→ **ABOUT THIS TASK**
Use the entries below to count the lines that hold the word "messages"; answer with the number only.

· · · · ·

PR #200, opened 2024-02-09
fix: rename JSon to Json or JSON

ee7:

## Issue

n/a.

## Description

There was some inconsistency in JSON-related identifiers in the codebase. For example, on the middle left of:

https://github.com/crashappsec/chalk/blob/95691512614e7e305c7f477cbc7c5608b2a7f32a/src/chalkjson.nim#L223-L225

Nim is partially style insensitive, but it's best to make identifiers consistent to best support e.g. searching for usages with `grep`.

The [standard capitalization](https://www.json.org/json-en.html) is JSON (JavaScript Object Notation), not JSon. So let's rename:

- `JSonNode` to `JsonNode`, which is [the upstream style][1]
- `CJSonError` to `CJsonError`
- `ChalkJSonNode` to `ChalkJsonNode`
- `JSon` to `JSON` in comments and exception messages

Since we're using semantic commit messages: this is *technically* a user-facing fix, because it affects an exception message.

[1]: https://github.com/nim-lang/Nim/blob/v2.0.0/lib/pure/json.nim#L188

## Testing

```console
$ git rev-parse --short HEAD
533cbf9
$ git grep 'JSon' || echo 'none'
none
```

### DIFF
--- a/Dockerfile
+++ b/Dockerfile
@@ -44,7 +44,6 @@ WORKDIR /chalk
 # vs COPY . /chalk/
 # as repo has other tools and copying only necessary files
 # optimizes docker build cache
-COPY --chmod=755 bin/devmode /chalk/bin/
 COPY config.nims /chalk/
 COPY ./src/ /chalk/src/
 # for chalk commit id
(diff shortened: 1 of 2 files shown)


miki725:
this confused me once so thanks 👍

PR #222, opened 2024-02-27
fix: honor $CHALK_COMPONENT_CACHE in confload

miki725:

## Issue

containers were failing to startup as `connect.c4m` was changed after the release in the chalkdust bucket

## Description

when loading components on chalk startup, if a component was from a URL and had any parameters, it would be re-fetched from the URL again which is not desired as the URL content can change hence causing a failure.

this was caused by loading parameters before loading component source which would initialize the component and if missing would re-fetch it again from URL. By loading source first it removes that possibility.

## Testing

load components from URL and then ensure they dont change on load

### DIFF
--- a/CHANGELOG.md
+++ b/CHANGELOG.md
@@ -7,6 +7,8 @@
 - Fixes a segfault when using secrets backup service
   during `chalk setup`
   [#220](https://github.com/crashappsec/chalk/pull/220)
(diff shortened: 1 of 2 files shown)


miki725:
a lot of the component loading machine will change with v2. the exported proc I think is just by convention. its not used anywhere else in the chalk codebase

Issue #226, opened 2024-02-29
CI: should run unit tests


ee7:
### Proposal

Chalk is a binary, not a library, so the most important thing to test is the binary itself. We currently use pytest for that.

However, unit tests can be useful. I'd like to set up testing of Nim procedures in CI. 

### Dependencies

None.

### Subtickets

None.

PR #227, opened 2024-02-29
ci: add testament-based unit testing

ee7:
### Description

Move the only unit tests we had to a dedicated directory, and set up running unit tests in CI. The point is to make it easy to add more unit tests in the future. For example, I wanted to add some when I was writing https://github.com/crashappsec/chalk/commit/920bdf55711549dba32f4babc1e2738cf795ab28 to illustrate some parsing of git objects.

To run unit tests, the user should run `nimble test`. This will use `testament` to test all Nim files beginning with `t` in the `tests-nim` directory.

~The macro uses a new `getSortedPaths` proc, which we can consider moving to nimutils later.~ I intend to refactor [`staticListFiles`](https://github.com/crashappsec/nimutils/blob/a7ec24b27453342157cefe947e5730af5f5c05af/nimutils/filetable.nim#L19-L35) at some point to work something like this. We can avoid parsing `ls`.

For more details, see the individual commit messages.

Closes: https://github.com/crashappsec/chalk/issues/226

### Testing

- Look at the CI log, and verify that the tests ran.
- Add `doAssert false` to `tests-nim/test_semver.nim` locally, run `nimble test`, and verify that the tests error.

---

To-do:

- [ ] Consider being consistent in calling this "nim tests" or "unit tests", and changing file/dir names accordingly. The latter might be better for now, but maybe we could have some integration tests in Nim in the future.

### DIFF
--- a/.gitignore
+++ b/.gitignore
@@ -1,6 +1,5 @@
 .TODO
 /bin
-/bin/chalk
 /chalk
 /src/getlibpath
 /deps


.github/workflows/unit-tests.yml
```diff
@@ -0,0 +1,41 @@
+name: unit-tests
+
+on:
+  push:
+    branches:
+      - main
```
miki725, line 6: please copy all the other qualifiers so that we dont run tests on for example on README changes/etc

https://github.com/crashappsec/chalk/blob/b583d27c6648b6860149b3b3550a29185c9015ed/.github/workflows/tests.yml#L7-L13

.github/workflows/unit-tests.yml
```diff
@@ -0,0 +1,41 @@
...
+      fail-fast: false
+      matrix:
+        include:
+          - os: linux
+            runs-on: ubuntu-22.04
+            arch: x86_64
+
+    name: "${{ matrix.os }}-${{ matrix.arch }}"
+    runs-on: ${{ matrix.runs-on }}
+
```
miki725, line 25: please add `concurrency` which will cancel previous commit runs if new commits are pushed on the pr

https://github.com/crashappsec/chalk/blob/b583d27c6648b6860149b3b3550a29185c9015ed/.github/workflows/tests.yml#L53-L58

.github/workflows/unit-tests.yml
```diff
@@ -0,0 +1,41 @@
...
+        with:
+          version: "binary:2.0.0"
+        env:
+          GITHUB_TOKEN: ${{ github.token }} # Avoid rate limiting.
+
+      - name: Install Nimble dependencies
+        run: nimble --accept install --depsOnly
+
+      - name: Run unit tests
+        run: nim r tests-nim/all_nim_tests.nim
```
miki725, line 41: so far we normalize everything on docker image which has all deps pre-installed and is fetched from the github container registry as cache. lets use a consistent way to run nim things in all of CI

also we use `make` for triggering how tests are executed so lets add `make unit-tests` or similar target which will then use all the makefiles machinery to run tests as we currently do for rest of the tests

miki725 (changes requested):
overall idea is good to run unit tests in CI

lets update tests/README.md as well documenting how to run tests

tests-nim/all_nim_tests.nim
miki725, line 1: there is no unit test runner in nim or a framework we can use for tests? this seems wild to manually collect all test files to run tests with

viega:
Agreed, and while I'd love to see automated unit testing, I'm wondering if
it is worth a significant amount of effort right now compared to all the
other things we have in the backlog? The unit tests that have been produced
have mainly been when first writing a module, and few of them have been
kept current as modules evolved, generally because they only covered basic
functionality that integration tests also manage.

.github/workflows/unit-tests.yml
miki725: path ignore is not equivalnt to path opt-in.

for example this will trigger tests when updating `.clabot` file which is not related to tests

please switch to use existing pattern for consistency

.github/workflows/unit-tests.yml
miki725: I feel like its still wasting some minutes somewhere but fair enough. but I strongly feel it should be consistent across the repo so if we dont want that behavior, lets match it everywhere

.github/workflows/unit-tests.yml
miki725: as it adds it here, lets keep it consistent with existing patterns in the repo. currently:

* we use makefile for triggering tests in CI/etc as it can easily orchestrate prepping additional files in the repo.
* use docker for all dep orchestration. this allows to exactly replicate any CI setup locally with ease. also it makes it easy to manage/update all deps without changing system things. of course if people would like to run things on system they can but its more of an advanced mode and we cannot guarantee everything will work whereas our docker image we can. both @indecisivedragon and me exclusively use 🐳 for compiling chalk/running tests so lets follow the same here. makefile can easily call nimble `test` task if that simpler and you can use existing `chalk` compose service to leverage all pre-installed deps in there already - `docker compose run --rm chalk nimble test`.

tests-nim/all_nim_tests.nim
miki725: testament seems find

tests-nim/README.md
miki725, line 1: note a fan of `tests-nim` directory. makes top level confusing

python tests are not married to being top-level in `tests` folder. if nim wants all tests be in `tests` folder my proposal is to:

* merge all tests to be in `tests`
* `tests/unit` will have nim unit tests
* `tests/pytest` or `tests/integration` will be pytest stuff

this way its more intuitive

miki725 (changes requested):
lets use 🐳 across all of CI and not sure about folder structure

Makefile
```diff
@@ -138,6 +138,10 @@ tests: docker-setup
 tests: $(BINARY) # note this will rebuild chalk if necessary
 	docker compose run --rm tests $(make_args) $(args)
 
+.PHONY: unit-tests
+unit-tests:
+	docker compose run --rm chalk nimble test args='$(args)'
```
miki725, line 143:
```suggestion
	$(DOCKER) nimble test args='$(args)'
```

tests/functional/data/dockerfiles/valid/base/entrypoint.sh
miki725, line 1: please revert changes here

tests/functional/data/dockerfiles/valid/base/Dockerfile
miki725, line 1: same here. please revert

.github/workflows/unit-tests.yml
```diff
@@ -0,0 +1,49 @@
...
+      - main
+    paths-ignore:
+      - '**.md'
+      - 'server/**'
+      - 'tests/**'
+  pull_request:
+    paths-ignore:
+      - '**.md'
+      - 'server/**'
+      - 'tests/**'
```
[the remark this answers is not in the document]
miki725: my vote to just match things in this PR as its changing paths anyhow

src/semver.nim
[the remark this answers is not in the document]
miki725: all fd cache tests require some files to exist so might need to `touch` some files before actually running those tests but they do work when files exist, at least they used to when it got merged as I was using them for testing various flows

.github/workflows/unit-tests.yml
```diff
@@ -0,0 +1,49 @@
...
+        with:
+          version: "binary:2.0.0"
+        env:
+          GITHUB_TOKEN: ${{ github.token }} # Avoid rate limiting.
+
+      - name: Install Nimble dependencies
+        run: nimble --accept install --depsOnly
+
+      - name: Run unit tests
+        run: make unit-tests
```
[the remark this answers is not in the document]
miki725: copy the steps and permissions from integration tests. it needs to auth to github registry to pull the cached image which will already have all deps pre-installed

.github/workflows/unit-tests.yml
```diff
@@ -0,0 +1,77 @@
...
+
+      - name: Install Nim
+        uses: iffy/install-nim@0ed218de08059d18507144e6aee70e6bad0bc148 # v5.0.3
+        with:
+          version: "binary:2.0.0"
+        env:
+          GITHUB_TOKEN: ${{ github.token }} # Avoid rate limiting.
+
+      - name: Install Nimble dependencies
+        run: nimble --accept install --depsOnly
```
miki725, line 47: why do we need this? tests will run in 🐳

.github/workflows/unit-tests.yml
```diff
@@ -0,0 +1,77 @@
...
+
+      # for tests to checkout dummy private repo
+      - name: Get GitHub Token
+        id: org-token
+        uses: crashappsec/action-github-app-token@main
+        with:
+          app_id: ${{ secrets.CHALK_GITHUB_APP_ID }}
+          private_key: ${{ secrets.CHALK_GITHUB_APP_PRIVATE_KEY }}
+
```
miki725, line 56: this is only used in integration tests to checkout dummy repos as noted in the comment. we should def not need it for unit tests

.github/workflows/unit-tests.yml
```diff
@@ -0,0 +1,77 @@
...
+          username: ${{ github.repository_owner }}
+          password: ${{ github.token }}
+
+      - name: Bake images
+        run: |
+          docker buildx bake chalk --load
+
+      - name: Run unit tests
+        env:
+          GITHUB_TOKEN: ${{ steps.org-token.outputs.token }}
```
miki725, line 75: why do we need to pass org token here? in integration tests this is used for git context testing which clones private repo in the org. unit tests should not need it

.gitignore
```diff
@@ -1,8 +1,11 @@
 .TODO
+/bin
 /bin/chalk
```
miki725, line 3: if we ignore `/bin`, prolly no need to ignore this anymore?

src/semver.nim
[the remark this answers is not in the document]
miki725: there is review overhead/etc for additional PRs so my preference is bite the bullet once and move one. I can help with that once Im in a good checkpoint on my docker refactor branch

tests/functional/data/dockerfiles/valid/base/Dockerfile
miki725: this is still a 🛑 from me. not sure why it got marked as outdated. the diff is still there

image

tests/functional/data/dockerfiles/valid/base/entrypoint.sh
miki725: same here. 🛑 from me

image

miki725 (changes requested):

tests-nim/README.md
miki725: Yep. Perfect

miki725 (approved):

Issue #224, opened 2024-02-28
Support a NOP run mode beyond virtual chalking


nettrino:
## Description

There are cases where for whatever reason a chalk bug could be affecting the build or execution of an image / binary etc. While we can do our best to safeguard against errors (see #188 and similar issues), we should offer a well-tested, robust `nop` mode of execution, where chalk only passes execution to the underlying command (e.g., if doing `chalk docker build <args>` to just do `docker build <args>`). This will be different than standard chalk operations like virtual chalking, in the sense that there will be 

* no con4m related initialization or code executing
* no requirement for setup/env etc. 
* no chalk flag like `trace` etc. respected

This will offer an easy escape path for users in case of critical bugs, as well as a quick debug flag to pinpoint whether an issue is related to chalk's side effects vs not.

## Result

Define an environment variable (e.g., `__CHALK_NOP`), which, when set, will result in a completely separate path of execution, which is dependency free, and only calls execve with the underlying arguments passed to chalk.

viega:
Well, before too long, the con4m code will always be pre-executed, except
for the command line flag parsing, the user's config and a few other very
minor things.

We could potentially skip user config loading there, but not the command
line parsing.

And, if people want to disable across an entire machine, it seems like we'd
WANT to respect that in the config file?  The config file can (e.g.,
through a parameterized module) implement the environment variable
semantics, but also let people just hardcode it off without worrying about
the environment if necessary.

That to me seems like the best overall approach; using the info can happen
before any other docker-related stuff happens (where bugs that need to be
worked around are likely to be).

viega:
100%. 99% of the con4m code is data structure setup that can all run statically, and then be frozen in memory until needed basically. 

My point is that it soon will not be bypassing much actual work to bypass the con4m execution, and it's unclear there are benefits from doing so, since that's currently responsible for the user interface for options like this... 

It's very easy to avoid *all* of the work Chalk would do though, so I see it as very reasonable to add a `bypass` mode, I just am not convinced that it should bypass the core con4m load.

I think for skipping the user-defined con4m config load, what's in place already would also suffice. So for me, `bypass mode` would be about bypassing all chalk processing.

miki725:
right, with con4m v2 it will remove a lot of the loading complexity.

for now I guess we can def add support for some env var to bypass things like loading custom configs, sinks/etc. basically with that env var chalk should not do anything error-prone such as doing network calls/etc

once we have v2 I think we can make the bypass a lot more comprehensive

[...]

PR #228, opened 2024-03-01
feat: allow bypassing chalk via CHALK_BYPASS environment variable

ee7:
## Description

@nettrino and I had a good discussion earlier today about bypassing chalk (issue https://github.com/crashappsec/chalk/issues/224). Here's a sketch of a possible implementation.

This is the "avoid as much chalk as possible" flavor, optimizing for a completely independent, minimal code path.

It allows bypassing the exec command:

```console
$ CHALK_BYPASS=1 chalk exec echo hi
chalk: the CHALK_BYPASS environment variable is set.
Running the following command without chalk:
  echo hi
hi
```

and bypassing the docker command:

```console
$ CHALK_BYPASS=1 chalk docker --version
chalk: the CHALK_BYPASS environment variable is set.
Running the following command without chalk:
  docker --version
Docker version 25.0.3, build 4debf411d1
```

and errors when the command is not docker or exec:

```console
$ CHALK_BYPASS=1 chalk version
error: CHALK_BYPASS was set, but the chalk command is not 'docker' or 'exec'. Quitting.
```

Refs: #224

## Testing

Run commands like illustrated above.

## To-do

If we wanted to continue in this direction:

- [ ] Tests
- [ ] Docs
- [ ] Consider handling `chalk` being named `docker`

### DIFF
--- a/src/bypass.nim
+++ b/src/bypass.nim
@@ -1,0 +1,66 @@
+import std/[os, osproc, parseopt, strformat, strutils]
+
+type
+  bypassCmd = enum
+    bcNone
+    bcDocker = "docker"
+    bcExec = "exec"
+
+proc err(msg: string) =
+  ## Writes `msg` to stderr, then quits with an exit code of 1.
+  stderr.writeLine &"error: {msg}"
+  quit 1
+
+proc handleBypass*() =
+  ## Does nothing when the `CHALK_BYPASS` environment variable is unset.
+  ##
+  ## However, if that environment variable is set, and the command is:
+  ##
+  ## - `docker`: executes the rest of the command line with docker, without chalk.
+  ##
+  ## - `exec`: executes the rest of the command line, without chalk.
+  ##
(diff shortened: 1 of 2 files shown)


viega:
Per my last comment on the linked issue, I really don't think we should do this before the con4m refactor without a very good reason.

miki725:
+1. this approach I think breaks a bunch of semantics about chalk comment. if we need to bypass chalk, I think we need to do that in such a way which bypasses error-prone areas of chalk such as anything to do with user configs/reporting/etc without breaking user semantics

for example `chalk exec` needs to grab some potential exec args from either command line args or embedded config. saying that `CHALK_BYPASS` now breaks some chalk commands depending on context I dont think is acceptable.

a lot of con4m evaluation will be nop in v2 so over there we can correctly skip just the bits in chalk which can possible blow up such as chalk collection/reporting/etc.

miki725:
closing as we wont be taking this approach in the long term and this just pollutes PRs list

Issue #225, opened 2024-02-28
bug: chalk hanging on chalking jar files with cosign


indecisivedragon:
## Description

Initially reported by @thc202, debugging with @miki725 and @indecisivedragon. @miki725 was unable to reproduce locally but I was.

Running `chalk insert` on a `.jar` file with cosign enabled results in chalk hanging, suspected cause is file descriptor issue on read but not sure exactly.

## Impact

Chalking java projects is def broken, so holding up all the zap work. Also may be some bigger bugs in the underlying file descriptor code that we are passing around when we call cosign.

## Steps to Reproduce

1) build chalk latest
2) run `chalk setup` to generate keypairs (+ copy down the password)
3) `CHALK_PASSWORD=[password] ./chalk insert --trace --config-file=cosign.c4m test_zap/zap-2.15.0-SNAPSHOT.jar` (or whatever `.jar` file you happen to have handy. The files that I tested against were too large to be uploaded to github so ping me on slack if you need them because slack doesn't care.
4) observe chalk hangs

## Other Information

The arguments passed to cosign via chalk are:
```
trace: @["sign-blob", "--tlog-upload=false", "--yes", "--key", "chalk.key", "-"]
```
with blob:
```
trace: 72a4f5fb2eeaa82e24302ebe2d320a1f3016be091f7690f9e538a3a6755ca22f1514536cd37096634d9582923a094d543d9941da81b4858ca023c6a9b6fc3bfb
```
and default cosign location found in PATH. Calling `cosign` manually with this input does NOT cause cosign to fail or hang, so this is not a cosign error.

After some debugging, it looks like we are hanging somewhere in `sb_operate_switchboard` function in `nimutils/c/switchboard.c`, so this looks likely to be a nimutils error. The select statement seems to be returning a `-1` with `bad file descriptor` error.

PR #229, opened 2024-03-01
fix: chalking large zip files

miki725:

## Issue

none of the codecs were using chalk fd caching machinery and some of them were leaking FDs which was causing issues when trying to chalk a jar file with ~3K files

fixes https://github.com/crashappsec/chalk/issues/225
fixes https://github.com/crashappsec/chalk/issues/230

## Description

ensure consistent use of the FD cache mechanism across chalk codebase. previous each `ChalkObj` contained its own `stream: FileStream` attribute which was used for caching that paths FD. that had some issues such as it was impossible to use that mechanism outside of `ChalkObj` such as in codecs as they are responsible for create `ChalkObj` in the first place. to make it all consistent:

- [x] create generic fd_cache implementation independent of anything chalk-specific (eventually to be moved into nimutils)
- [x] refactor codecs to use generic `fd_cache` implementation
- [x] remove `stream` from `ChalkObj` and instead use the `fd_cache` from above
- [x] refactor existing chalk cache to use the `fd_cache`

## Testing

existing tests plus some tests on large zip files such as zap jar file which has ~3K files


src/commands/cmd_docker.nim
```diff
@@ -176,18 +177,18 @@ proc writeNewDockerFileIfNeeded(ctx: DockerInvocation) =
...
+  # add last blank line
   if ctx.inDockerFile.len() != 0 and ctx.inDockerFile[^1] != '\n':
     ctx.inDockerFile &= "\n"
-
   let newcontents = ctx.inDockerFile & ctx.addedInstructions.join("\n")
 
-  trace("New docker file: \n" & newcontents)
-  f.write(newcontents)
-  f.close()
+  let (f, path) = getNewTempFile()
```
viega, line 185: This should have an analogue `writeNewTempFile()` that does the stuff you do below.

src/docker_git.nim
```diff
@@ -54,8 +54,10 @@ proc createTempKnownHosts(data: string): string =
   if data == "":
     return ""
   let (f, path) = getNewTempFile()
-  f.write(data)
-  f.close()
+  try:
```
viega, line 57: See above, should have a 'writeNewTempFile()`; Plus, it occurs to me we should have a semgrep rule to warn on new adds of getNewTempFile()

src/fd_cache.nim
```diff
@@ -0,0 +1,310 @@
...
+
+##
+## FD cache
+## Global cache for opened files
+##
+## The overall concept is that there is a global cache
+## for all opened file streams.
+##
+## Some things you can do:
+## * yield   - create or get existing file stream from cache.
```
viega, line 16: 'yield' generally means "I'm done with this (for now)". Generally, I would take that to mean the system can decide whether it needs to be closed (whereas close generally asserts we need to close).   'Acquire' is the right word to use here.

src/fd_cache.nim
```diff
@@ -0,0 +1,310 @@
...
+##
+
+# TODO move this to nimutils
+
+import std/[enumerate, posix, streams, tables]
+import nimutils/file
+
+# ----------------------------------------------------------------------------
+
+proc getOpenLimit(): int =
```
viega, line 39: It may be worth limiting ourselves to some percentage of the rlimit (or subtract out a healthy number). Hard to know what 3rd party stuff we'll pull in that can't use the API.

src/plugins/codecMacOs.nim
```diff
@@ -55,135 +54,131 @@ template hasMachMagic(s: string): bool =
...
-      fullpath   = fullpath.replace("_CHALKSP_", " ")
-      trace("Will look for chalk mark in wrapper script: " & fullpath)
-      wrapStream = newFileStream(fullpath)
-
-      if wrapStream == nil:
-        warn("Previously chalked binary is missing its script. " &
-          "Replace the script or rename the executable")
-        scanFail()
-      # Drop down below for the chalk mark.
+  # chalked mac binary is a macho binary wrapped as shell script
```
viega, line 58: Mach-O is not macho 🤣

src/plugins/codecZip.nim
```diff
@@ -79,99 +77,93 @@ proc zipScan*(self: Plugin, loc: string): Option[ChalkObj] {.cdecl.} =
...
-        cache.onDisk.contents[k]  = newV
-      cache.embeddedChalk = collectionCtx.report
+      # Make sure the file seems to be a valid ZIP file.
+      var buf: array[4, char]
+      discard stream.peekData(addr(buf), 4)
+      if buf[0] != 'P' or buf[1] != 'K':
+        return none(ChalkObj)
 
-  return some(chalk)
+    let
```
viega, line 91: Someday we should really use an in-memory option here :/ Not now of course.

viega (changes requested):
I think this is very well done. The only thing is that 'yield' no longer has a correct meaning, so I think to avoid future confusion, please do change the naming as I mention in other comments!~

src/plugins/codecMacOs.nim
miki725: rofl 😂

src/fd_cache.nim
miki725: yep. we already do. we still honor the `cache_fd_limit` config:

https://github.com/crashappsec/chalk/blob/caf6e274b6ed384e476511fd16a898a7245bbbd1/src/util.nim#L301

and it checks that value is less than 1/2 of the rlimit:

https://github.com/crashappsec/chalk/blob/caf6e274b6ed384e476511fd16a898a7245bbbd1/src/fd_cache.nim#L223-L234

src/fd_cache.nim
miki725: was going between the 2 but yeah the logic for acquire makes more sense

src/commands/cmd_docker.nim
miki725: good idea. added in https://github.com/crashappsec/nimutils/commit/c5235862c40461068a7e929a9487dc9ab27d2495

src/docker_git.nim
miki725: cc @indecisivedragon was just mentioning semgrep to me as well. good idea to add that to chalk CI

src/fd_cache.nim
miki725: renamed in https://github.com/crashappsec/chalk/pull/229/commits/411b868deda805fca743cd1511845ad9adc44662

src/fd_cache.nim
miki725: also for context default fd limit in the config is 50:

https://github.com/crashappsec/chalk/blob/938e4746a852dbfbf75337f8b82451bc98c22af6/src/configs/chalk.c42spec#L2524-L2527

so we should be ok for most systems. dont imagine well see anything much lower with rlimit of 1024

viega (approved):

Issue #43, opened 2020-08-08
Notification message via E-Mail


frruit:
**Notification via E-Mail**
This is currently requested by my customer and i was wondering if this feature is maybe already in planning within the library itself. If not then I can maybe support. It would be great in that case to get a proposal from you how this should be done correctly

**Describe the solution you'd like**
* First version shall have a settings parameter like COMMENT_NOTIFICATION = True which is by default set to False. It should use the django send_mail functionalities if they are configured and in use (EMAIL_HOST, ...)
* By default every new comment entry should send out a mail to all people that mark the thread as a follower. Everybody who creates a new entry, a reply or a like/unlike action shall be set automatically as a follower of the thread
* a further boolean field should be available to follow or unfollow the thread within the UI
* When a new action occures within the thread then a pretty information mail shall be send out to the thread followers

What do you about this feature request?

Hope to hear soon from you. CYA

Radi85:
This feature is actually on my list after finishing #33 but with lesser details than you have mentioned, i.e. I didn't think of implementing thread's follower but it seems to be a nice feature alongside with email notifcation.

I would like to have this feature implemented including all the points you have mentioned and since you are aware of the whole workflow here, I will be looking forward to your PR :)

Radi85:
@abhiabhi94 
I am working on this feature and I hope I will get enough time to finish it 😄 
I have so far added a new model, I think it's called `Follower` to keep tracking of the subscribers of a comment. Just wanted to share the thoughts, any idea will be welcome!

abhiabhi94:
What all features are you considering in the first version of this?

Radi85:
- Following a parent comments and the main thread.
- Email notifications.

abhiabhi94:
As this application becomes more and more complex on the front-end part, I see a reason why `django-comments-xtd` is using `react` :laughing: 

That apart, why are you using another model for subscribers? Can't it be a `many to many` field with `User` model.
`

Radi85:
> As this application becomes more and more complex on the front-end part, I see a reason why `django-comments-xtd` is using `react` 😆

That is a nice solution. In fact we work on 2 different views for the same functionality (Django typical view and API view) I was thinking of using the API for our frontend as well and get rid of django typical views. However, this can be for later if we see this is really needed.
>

· · · · ·

→ **EXERCISE ANSWER**
3